WORK ITEM.
Restate word for word the lines of the entries below, starting with the line that holds "## Expected Behavior" and ending with the line that holds "It changes the sort order.", and no others.

RECORDS SUPPLIED.
■ ■ ■

PR #174, opened 2024-12-11
chore: update creation deposit from silo

jobotics:


src/constants/tokens.ts
```diff
@@ -1,5 +1,7 @@
 import type { BaseTokenInfo } from "../types/base"
 
+export const NATIVE_TOKEN_ADDRESS = "0x0000000000000000000000000000000000000000"
```
cawabunga-bytes, line 3: It's exclusively for AuroraEngine SiloToSilo contract, I suggest putting in place where it's used.

src/features/deposit/components/DepositUIMachineProvider.tsx
```diff
@@ -240,12 +240,14 @@ export function DepositUIMachineProvider({
                 )
 
                 const tx = createDepositFromSiloTransaction(
-                  tokenAddress,
+                  tokenAddress === "native"
```
cawabunga-bytes, line 243: `tokenAddress` won't be `native` in the future.

cawabunga-bytes (approved):
`tokenAddress`

cawabunga-bytes:
Fix types please

src/features/deposit/components/DepositUIMachineProvider.tsx
jobotics: noted

PR #179, opened 2024-12-12
chore: add check for allowance and approve transaction for erc20

jobotics:


src/features/deposit/components/DepositUIMachineProvider.tsx
```diff
@@ -239,6 +241,26 @@ export function DepositUIMachineProvider({
...
                 )
 
+                if (tokenAddress !== "native") {
+                  const allowance = await getAllowance(
+                    tokenAddress,
+                    accountId,
+                    siloToSiloAddress.turbochain,
+                    BlockchainEnum.TURBOCHAIN
+                  )
+                  assert(allowance != null, "Allowance is not defined")
```
cawabunga-bytes, line 251: You'll log the same error twice when allowance request fails: in the caller of this function and getAllowance itself.

src/services/depositService.ts
```diff
@@ -271,6 +273,45 @@ export async function getMinimumStorageBalance(
...
 }
 
+export async function getAllowance(
+  tokenAddress: string,
+  owner: string,
+  spender: string,
+  network: BlockchainEnum
+): Promise<bigint | null> {
+  try {
+    const client = createPublicClient({
```
cawabunga-bytes, line 283: I don't like creating an rpc client in place, since it may send unnecessary request every time it is created. For example, ethers provider sends eth_chainId request for the first call. It's place to think of and generalize the approach so it can be used in other place as well.

cawabunga-bytes (approved):

PR #184, opened 2024-12-12
feat: publish intent retry

depressedPlumber502:
Adding retires for intent publishing.

This library is used - https://github.com/lifeomic/attempt
It has 0 deps

Some context for params usage - https://encore.dev/blog/retries

Some example of timing I get for retries

Screenshot 2024-12-12 at 18 39 08

a small code sample to try it locally

```
import { retry } from "@lifeomic/attempt"

let counter = 0
async function main() {
  await retry(
    async () => {
      const a = new Date()
      console.log(
        counter,
        `${a.getHours()}:${a.getMinutes()}:${a.getSeconds()}:${a.getMilliseconds()}`
      )

      if (counter > 123) {
        return
      }
      counter++
      throw new Error()
    },
    {
      delay: 1000,
      factor: 1.5,
      maxAttempts: 7,
      jitter: true,
      minDelay: 1000,
    }
  )
}

main()
```

### DIFF
--- a/package.json
+++ b/package.json
@@ -52,7 +52,8 @@
     "uuid": "^10.0.0",
     "viem": "^2.18.1",
     "xstate": "^5.18.2",
-    "zustand": "^5.0.0-rc.2"
+    "zustand": "^5.0.0-rc.2",
+    "@lifeomic/attempt" : "3.1.0"
   },
   "devDependencies": {
     "@biomejs/biome": "^1.9.3",
--- a/package.json
+++ b/package.json
@@ -26,6 +26,7 @@
     "prepare": "husky && ./scripts/gen-defuse-types.sh"
   },
   "dependencies": {
+    "@lifeomic/attempt": "^3.1.0",
     "@noble/curves": "1.4.0",
     "@radix-ui/react-checkbox": "^1.1.1",
     "@radix-ui/react-dialog": "1.1.1",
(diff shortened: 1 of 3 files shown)


src/services/intentService.ts
```diff
@@ -16,15 +17,26 @@ export async function publishIntent(
...
+      return { tag: "err", value: { reason: result.status } }
+    },
+    {
+      delay: 1000,
+      factor: 1.5,
+      maxAttempts: 7,
+      jitter: true,
+      minDelay: 1000,
+    }
+  )
```
cawabunga-bytes, line 39: The order should be slightly different. Handling should go after retry.
```js
const res = await retry(() => myFn())
doSomething(res)
```

package.json
```diff
@@ -55,7 +55,8 @@
     "uuid": "^10.0.0",
     "viem": "^2.18.1",
     "xstate": "^5.18.2",
-    "zustand": "^5.0.0-rc.2"
+    "zustand": "^5.0.0-rc.2",
+    "@lifeomic/attempt" : "3.1.0"
```
cawabunga-bytes, line 59: Please reinstall using `yarn add @lifeomic/attempt`, it will write correct version and put in right order

src/services/intentService.ts
depressedPlumber502: But it worked hm

depressedPlumber502:
Comments fixed but it is weird but using dev shell script the FE can't find the module

@cawabunga-bytes

cawabunga-bytes (approved):

PR #202, opened 2024-12-17
refactor: nep141StorageService

depressedPlumber502:
Refactors the function that gets the necessary amount of near user need to pay for storage deposit

P.S. DO NOT MERGE STRAIGHTAWAY IF OK


src/services/nep141StorageService.ts
```diff
@@ -17,33 +15,30 @@ export type Output =
...
 export async function getNEP141StorageRequired({
-  token,
+  tokenAddress,
   userAccountId,
 }: {
-  token: BaseTokenInfo
+  tokenAddress: string
   userAccountId: string
 }): Promise<Output> {
-  if (token.chainName !== "near" || isNativeToken(token)) {
```
depressedPlumber502, line 31: I believe we should not have this in this function. It makes it is hard to reason about it and introduces unnecessary complexity, which can be avoided easily.

src/services/withdrawService.ts
```diff
@@ -347,21 +346,25 @@ async function getBalances(
...
+  formValues: WithdrawFormContext
+}): Promise<
   | { tag: "ok"; value: bigint }
   | { tag: "err"; value: { reason: "ERR_NEP141_STORAGE" } }
 > {
   assert(formValues.parsedRecipient != null, "parsedRecipient is null")
 
+  if (
+    formValues.tokenOut.chainName !== "near" ||
+    isNativeToken(formValues.tokenOut)
```
depressedPlumber502, line 361: What edge case is covered by isNativeToken function here ?
@cawabunga-bytes

src/services/nep141StorageService.ts
cawabunga-bytes: So you just moved this logic somewhere else, you didn't reduce complexity.

src/features/deposit/components/DepositUIMachineProvider.tsx
```diff
@@ -105,34 +104,31 @@ export function DepositUIMachineProvider({
 
                 let tx: Transaction["NEAR"][] = []
 
+                const storageDepositPayment = await getNEP141StorageRequired({
+                  tokenAddress,
```
cawabunga-bytes, line 108: Logic above (extracting address of the token) is not fully correct. It does not handle a case when token is native, and technically it doesn't have an address. You need to consider it as well.

src/services/nep141StorageService.ts
depressedPlumber502: the purpose for this function in my opinion should be to deal with only nep141 and nothing else, why the function should be aware of any other chains beside NEAR ?

depressedPlumber502: Having this function reason about diff chains deff not making the whole thing simpler

depressedPlumber502: To have this function accepting token like before it would also force to make us have all sorts of weird checks to handle the typing

depressedPlumber502: I would rather have a different function all together that accepts an abstract token and says if storage_deposit is even needed

src/features/deposit/components/DepositUIMachineProvider.tsx
depressedPlumber502: As far as I see it only deals with NEAR tokens, and when Native near is accepted in our code we work with it as wrap.near .

PLS correct me if I am wrong

src/services/withdrawService.ts
depressedPlumber502: Screenshot 2024-12-19 at 13 02 21


Can this be handled like this ?

depressedPlumber502: I would rather have a separate function that accepts a token and return a bool that says if storage deposit is necessary for this token

depressedPlumber502: And put there all the edge cases and checks

src/features/deposit/components/DepositUIMachineProvider.tsx
cawabunga-bytes: FungibleTokenInfo and NativeTokenInfo both have `address` property (for some specific reasons). In case of native token address is "native". 
> when Native near is accepted in our code we work with it as wrap.near .
Not correct, for example, during deposit we accept just NEAR

src/services/nep141StorageService.ts
cawabunga-bytes: So you just want to create another function with the same logic. Current function is not that big to have concerns about it.

src/services/nep141StorageService.ts
```diff
@@ -17,7 +17,8 @@ export type Output =
 
 /**
  * Get the amount of NEP-141 storage required for the user to store the token.
- * @param token The token to check.
+ * @param tokenAddress.
+ * @param tokenChainName.
```
cawabunga-bytes, line 21: Please revert this.

src/features/deposit/components/DepositUIMachineProvider.tsx
```diff
@@ -95,44 +94,38 @@ export function DepositUIMachineProvider({
...
-                  : (asset.groupedTokens.find(
+                const tokenToDeposit = isBaseToken(asset)
+                  ? asset
+                  : asset.groupedTokens.find(
                       (token) => token.chainName === "near"
-                    )?.address ?? null)
+                    )
 
-                assert(tokenAddress != null, "Token address is not defined")
+                assert(tokenToDeposit, "Token address is not defined")
```
cawabunga-bytes, line 103: Can you update message here?

src/services/nep141StorageService.ts
lampamazaza: Fixed

depressedPlumber502: Fixed

src/features/deposit/components/DepositUIMachineProvider.tsx
```diff
@@ -95,44 +94,38 @@ export function DepositUIMachineProvider({
...
+
+                if (tokenToDeposit.address === "wrap.near") {
                   tx = createBatchDepositNearNativeTransaction(
-                    tokenAddress,
                     amount,
-                    amount - balance,
-                    isWrapNearRequired,
-                    minStorageBalance
+                    // If user does not have enough wrap.near we calculate how much native NEAR we need to wrap to match the amount to deposit
+                    amount - (balance || 0n),
```
cawabunga-bytes, line 121: If balance is larger than amount, then it will be negative value

cawabunga-bytes (approved):
Nice work!

PR #203, opened 2024-12-17
feat: Add Aurora chain support

cawabunga-bytes:


src/features/deposit/components/DepositUIMachineProvider.tsx
```diff
@@ -268,25 +268,28 @@ export function DepositUIMachineProvider({
                 } = input
 
                 const chainId = getEVMChainId(chainName)
+                const siloToSiloAddress_ =
```
jobotics, line 271: `_` is kind of private sign for variable, when is used at front. Is it strong reason to use it or we can rename it to just into camel case?

jobotics (approved):

PR #653, opened 2017-05-03
Support ColumnDefinition Sortable

### LINKED ISSUE #591: How can I disable sorting for certain columns?

### LINKED ISSUE #652: Default header click handler sorts columns where sortable = false
## Griddle version
1.3.1

## Expected Behavior
If a column has sortable=false, it should not change the sort order when clicking on that column.

## Actual Behavior
It changes the sort order.

https://github.com/GriddleGriddle/Griddle/blob/master/src/plugins/local/components/TableHeadingCellContainer.js#L45

dahlbyk:
## Griddle major version

1.x

`sortable`, which was already defined on `ColumnDefinition`, is now respected.

I also added a default `cursor: pointer` style to `sortable` columns. It occurs to me that there's not a great way to override this that is `sortable`-aware. Should we add `style`/`headerStyle` props to `ColumnDefinition` in imitation of `cssClassName`/`headerCssClassName`?

## Why these changes are made

Fixes #591.
Fixes #652. cc @andreme

## Are there tests?

Story!

### DIFF
--- a/src/components/TableHeadingCellContainer.js
+++ b/src/components/TableHeadingCellContainer.js
@@ -43,11 +43,16 @@ const EnhancedHeadingCell = OriginalComponent => compose(
       <props.customHeadingComponent {...props} icon={icon} /> :
       <DefaultTableHeadingCellContent title={props.title} icon={icon} />;
     const className = valueOrResult(props.cellProperties.headerCssClassName, props) || props.className;
+    const style = {
+      ...(props.cellProperties.sortable === false || { cursor: 'pointer' }),
+      ...props.style,
+    };
 
     return {
       ...props,
       icon,
       title,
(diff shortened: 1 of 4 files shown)


dahlbyk:
So my first iteration was pretty awful. This feels better.

andreme:
@dahlbyk Thanks for fixing this. 

There is comment that can now be removed: https://github.com/GriddleGriddle/Griddle/blob/0b52a4f2e12b6720ca9753d4364b0f8eb05cf340/src/module.d.ts#L56

ryanlanciaux:
This is great! 👍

■ ■ ■

RESPONSE FOR THIS EXERCISE.
## Expected Behavior
If a column has sortable=false, it should not change the sort order when clicking on that column.

## Actual Behavior
It changes the sort order.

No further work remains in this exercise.